There’s a second Canadian-born tech company entangled in the bitter Obamacare debate.
While CGI Group Inc. weathers the flak from the botched health care website launch, Catamaran Corp.’s investors are worried about the unintended consequences of U.S. medical insurance reform.
Known as a full-service pharmacy benefits manager (PBM), Catamaran helps administer prescription drug programs for companies and health plans. Fortune magazine named it the fastest growing company in the United States in 2011, when it was still called SXC Health Solutions, but in recent months the stock has hit a rough patch on concerns Obamacare may cost it a chunk of its business.
“I think the investor reaction relative to financial impact has been overdone,” said Michael Cherny, an analyst at ISI in New York, who believes the stock is undervalued.
Catamaran began life in Milton, Ont., in 1993. Since relocating to the Chicago area in 2006, the company has established itself as a dynamo in U.S. prescription drugs, thanks to its proprietary software for managing pharmaceutical plans. Catamaran rode a series of smart acquisitions to a $10-billion valuation, its stock rising 1,500 per cent since its expatriation.
In September, Catamaran lost a small piece of its business when client Walgreen Co. announced that it was offloading 160,000 of its employees to a private health exchange, basically giving them the money to buy their own coverage.
The effect on Catamaran’s business was minimal, but investors worried that Obamacare might compel a wave of U.S. employers to abandon their own worker health insurance plans. Catamaran’s share price fell almost 10 per cent the same day as the Walgreen announcement, then another 10 per cent over the following two weeks. The losses moderated somewhat, but the stock is still trading at more than $10 off the August peak, which broke through $60 for the first time.
“I believe there’s significant confusion and certain inaccuracies on the impact of the PBM industry and to Catamaran specifically,” CEO Mark Thierer said on the third-quarter earnings call two weeks ago. “We see great opportunities to participate in the expansion of health coverage in this country and ride the … tailwinds created by [Obamacare].”
The company is well positioned, he said, to capture the business of the newly insured. Most analysts seem to agree with him. Demographic trends certainly favour Catamaran. “Industry growth has been fuelled by the steady rise in pharmaceutical use as well as a U.S. population that is growing older and developing chronic conditions,” Frank Morgan, an analyst at RBC Dominion Securities, said in a recent note.
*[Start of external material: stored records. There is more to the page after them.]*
PR #12623, opened 2023-01-24
Lower CPU priority during session suspend

atheriel:
### Intent

Large sessions can be CPU-intensive to serialize, and customers have often reported mysterious CPU spikes that were tracked down to session suspension. This CPU spike can be particularly inconvenient when it is caused by previously-dormant sessions that time out and are auto-suspended by Workbench on a busy system.

Recently, [a customer asked](https://app.prodpad.com/feedback/874d975e-9b8c-11ed-a544-2a7db0eb1d9c/canvas) if we could lower the session process's nice value right before suspending it. This seemed like a good idea to me, so this commit implements this for macOS and Linux. We could also do it on Windows with `SetPriorityClass()`, but on that OS the likelihood of being a multi-user system is much lower.

This change doesn't eliminate the CPU required to suspend, of course, (or the I/O to do so, which can be significant) but it does make suspension much less likely to interfere with other, more important workloads on the system.

I'm not 100% sure this is a unilaterally good idea, since it will affect Desktop as well. Any comments on that front are appreciated.

### Automated Tests

There are no automated tests that cover this. I did do manual testing and it works as expected.

### QA Notes

Please advise.

### Documentation

N/A

### Checklist

### DIFF
--- a/NEWS.md
+++ b/NEWS.md
@@ -14,6 +14,7 @@
 - Support searching for roxygen specific information in fuzzy finder (Go to File/Function) #12190
 - "Rainbow" fenced divs, controled by Options > R Markdown > [v] Use rainbow fenced divs #12115
 - Disable argument tooltips in script editor for unknown functions #12160
+- Sessions now have lower CPU priority during suspension on macOS and Linux #12623
 
 ### Fixed
 
--- a/src/cpp/session/SessionSuspend.cpp
+++ b/src/cpp/session/SessionSuspend.cpp
@@ -17,6 +17,10 @@
 #include <signal.h>
 #include <unordered_set>
 
+#ifndef _WIN32
+#include <sys/resource.h>
+#endif
+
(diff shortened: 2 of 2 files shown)


timtmok:
I'm not entirely sure how the resume part works but it looks like there's code to set the priority again.

https://github.com/rstudio/rstudio/blob/df49a86e1f987640d4758b8996fbadae7330a89b/src/cpp/core/system/PosixSystem.cpp#L2079-L2083

But it seems to check for `!= 0` before setting the priority. My understanding is that the priority is a value from -20 to 20, with higher being lower priority. It sounds like 0 is valid but wouldn't be set if that was the priority before suspending.

atheriel:
My understanding is that the process exits after a suspend and a new process (which will have the default priority again) is always started when resuming.

jeffvroom (approved):
LGTM!  I like this.

PR #12639, opened 2023-01-27
Add support for serving static files precompressed with Gzip/Brotli

atheriel:
### Intent

At present, we compress static files at runtime to reduce the bandwidth cost of sending them over the network. Unfortunately, this compression is by no means free, and we incur significant CPU overhead to serve files this way (not to mention the latency added while we do so).

This has an especially large performance impact for the large Javascript/CSS assets on the Workbench Homepage, which are static files that never change.

It's common practice to avoid the runtime compression cost for static assets by precompressing the files beforehand, either with Gzip or, more commonly these days, with Brotli.

This commit modifies the static file handler to substitute in precompressed files when they exist, much like NGINX's popular `gzip_static` and `brotli_static` directives.

Note that this patch *does not* actually compress any of the assets that we serve. It only makes it possible to do so.

### Automated Tests

This part of the core library isn't covered by unit tests, but I did confirm it works manually in the browser.

### QA Notes

This change is low risk as it should have no effect on existing behaviour; it makes other changes possible in the future.

### Documentation

N/A

### Checklist

### DIFF
--- a/src/cpp/core/include/core/http/Response.hpp
+++ b/src/cpp/core/include/core/http/Response.hpp
@@ -23,6 +23,7 @@
 #include <boost/optional.hpp>
 #include <boost/type_traits/is_same.hpp>
 #include <boost/make_shared.hpp>
+#include <boost/algorithm/string/predicate.hpp>
 #include <boost/iostreams/copy.hpp>
 #include <boost/iostreams/concepts.hpp>
 #include <boost/iostreams/filtering_stream.hpp>
@@ -209,7 +210,8 @@ public:
    Error setBody(std::istream& is, 
                  const Filter& filter, 
                  std::streamsize buffSize = 128,
-                 bool padding = false)
+                 bool padding = false,
+                 bool enableRuntimeCompression = true)
    {
       try
       {
@@ -224,7 +226,7 @@ public:
             filteringStream.push(filter, buffSize);
 
          // handle gzip
-         if (contentEncoding() == kGzipEncoding)
+         if (contentEncoding() == kGzipEncoding && enableRuntimeCompression)
 #ifdef _WIN32
             // never gzip on win32
             removeHeader("Content-Encoding");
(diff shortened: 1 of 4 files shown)


src/cpp/core/include/core/http/Response.hpp
```diff
@@ -287,7 +289,8 @@ class Response : public Message
       // send the file from its stream
       try
       {
-         return setBody(*pIfs, filter, buffSize, padding);
+         bool precompressed = boost::algorithm::ends_with(filePath.getAbsolutePath(), ".gz");
```
GCRev, line 292: Should this also check for files ending in `.br`, or are we only ever requesting `.gz` files?

atheriel: This is an awkward consequence of how the current `Response` class methods call one another. Further down the chain `setBody()` will automatically gzip anything with a `content-encoding: gzip` header, so we need to add an escape hatch to avoid that for files that are already compressed -- we can't add the header afterwards. But we don't have an automatic Brotli step in `setBody()` (preferring Gzip for all cases), so I didn't need to add an escape hatch for it. A better variable name here would be `alreadyGzipped` rather than `precompressed`, I suppose.

src/cpp/core/include/core/http/Response.hpp
```diff
@@ -320,10 +323,13 @@ class Response : public Message
       }
       
       // set content type
-      setContentType(filePath.getMimeContentType());
+      if (contentType().empty())
+      {
+         setContentType(filePath.getMimeContentType());
```
GCRev, line 328: I'm hoping we don't inadvertently rely on the former unconditional statement somewhere else in the code -- as in the Content-Type header is set even though it shouldn't be, but it's been masked by the former logic.

We'll have to keep our eyes peeled.

MariaSemple (approved):
LGTM!

GCRev (approved):
LGTM. I'm not a C++ expert though, so you'll have to take my word with a grain of salt.

Issue #12643, opened 2023-01-27
Help pane home ugly at narrow widths


gtritchie:
### System details

    RStudio Edition : Desktop or Server
    RStudio Version : Any
    OS Version      : Any
    R Version       : Any

### Steps to reproduce the problem

Display the help pane (Ctrl+3) and resize the column to be narrow-ish.

### Describe the problem in detail

The content does not reflow at narrower widths and becomes increasingly ugly, and eventually starts to require horizontal scrolling. This is a violation of [WCAG 1.4.10 Reflow](https://www.w3.org/TR/WCAG21/#reflow).

![Screenshot 2023-01-27 at 15 50 07](https://user-images.githubusercontent.com/10569626/215221229-498946c9-86be-4535-8156-7df6e03429d5.png)

Caveat: all of the IDE's UI has extensive problems with this WCAG criteria, so fixing the help pane is a drop in the bucket. We will never be able to fully support this due to the nature of our UI. That said, in high-zoom scenarios (limited vision), having this pane continue working would still be a win.

### Describe the behavior you expected

This simple page should be responsive and handle narrower widths more appropriately.

- [x] I have read the guide for [submitting good bug reports](https://github.com/rstudio/rstudio/wiki/Writing-Good-Bug-Reports).
- [x] I have installed the latest version of RStudio, and confirmed that the issue still persists.
- [x] If I am reporting an RStudio crash, I have included a [diagnostics report](https://support.rstudio.com/hc/en-us/articles/200321257-Running-a-Diagnostics-Report).
- [x] I have done my best to include a minimal, self-contained set of instructions for consistently reproducing the issue.

jonvanausdeln:
Verified with 2023.03.0-daily+280, Windows 11, Ubuntu 22

Helped pane flowed correctly for better visibility. Tested with standard rstudio help, and several different packages.

PR #12644, opened 2023-01-27
improve help pane display at narrow pane widths

gtritchie:
### Intent

Noticed during accessibility auditing that the Help pane's home page uses a multi-column layout even when the help pane is narrow (or you zoom the UI font large enough). In either case, an accessibility issue.

Targeting Cherry Blossom just because this is a simple, safe fix.

#12643

### Approach

When the pane is made narrow, the columns go away.

Did this by ripping out the table-based layout and using a simple responsive CSS layout.

Also ran the page through W3C HTML verification (it had numerous warnings) and now it verifies cleanly.

Wrapped page in a `main` element; another minor accessibility tweak.

Normal view:

help pane with multi-column output

Narrow view (before this fix):

help pane with multi-column output at narrow width showing horizontal clipping

Narrow view (after the fix):

Screenshot 2023-01-27 at 16 12 06

### Automated Tests

None

### QA Notes

This is a static HTML file bundled with the app (both for desktop and server/workbench) so very low risk.

I'm not using any bleeding-edge CSS stuff, this works in any browser we care about (including the QtWebEngine Chromium in RDP Pro).

### Documentation

None

### Checklist

### DIFF
--- a/NEWS.md
+++ b/NEWS.md
@@ -43,4 +43,4 @@
 - Focus and keyboard-focus styles have been improved on the homepage
 - Keyboard support has been added to the job summary drop-down in session list items on the homepage
 - Improved alt-text and updated link to posit.co on sign-in page logo (rstudio-pro #4096)
-
+- Help pane home page switches to single-column display at narrow widths (#12643)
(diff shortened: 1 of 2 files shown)


timtmok (approved):
Much more accessible without the table! 👍

GCRev:
I slacked on getting a review in. I was thinking that there's probably a way to do this without using  a media query, because grid has [repeat syntax](https://developer.mozilla.org/en-US/docs/Web/CSS/repeat) for `grid-template-columns`. This will also work, though, as an explicit declaration.

Issue #12653, opened 2023-01-31
"Copy To..." deletes all files in Home directory


stibu81:
### System details

    RStudio Edition : Server
    RStudio Version : 2022.12.0 Build 353
    OS Version      : Ubuntu 20.04.5 LTS
    R Version       : 4.2.2

### Steps to reproduce the problem

* Create a new user and login into RStudio
* Create two folders `test` and `test2` in the user's home directory. Create a file in each folder. The files pane now looks like this (the folder `R` was created automatically):
![image](https://user-images.githubusercontent.com/7131000/215708104-a9d8a75f-7b81-4777-b659-603b23984fbd.png)
* Select the folder `test2` and click on "More - Copy To...".
* In the dialogue enter `~` and press return:
![image](https://user-images.githubusercontent.com/7131000/215708352-83b78e84-6b24-488e-b2ad-2fcf617edf08.png)
* RStudio shows an error dialogue "File exists" and all files and folders in the home directory will be deleted.

### Describe the problem in detail

Copying files deletes the home directory without any warning.

This seems only to happen when copying a folder. I have not managed to delete the Home directory by copying a file.

### Describe the behavior you expected

I'm not sure what the correct behaviour would be. Maybe an error message. And certainly, no files should be deleted.

- [x] I have read the guide for [submitting good bug reports](https://github.com/rstudio/rstudio/wiki/Writing-Good-Bug-Reports).
- [x] I have installed the latest version of RStudio, and confirmed that the issue still persists.
- [x] If I am reporting an RStudio crash, I have included a [diagnostics report](https://support.rstudio.com/hc/en-us/articles/200321257-Running-a-Diagnostics-Report).
- [x] I have done my best to include a minimal, self-contained set of instructions for consistently reproducing the issue.

jonvanausdeln:
I was not able to reproduce on Desktop (windows and Ubuntu22).

I suspect it is because desktop uses the OS native dialogs. Windows doesn't expand `~` to a home directory. Ubuntu just gave a "failed" error message.

melissa-barca:
Thank you for reporting this. I was able to reproduce with open source server 2022.12.0+353 and workbench 2022.12.0+353.pro13.

melissa-barca:
@mikebessuille I've fixed this on `main` and notice you tagged this for backport. I believe the bug exists in all currently supported versions so should it be backported to all of them?

mikebessuille:
[...]

PR #12664, opened 2023-02-03
Update File Selector to navigate to home directory when user enters "~"

melissa-barca:
### Intent

Addresses #12653 

Prevent users from overwriting their home directory by entering a "~" in the file chooser.

### Approach

Updates the File Chooser code so that if a user enters "\~", the file chooser will navigate the user to their home directory rather than interpreting "\~" as a file name the user would like to use. The code already includes logic to navigate to the directory when a user has input a directory into this field:
https://github.com/rstudio/rstudio/blob/7f5869fcb7d263b0284fd09a7ec25afd1e3da00f/src/gwt/src/org/rstudio/core/client/files/filedialog/FileDialog.java#L120-L121
but this code doesn't handle "\~" properly so it doesn't recognize it as a directory. The new logic is added prior to this existing code because we need to determine if the full path the user has entered is "\~", and still allow them to name a directory "\~" within a different directory e.g. "\~\test\\~"

Originally I implemented a fix specific to the "Copy To" behavior that would display an error message and prevent the user from copying to "\~", but this fix will resolve confusion across all file dialogs. 

### Automated Tests

None added as part of this PR. It would be beneficial to add an E2E test for this behavior to run against server. 

### QA Notes

This logic only affects server, it doesn't get executed in Desktop mode. It affects all file selection dialogs. 

### Documentation
bug fix. 

### Checklist


kevinushey (approved):
LGTM!

timtmok (approved):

Catamaran should be able to maintain a competitive edge within the industry through its transparent pricing model, which has won it market share among a diverse customer base, Mr. Morgan said. A proven record for shrewd acquisitions should sustain growth, while future revenue got a big lift recently through a 10-year contract worth more than $5-billion with Cigna Corp., the fourth-largest health insurer in the United States, Mr. Morgan said. He estimates that 25 per cent annual revenue growth is achievable.
Part of the selloff of Catamaran’s stock likely had to do with investors daunted by its rich valuation. “People look at the company and get worked up about the [price-earnings ratio],” said Robert McWhirter, president of Selective Asset Management Inc.
Even after Catamaran’s slide, its stock trades at a forward multiple of about 20 times earnings, while its most comparable peer, Express Scripts Holding Co., trades at only about 13 times. But given the companies’ respective prospects, that gap should be even higher, Mr. Cherny said. “Clearly, they’re at very different points on the growth cycle, so there should be a disconnect on the multiples.”
There is still plenty of room for Catamaran to grow, through industry expansion, through stealing market share, and through mergers and acquisitions. Alternatively, the company could make an attractive takeover target, Mr. McWhirter said.
“If you’re Express Scripts and you see these guys eating your lunch, what’s the easiest way to take care of that problem?”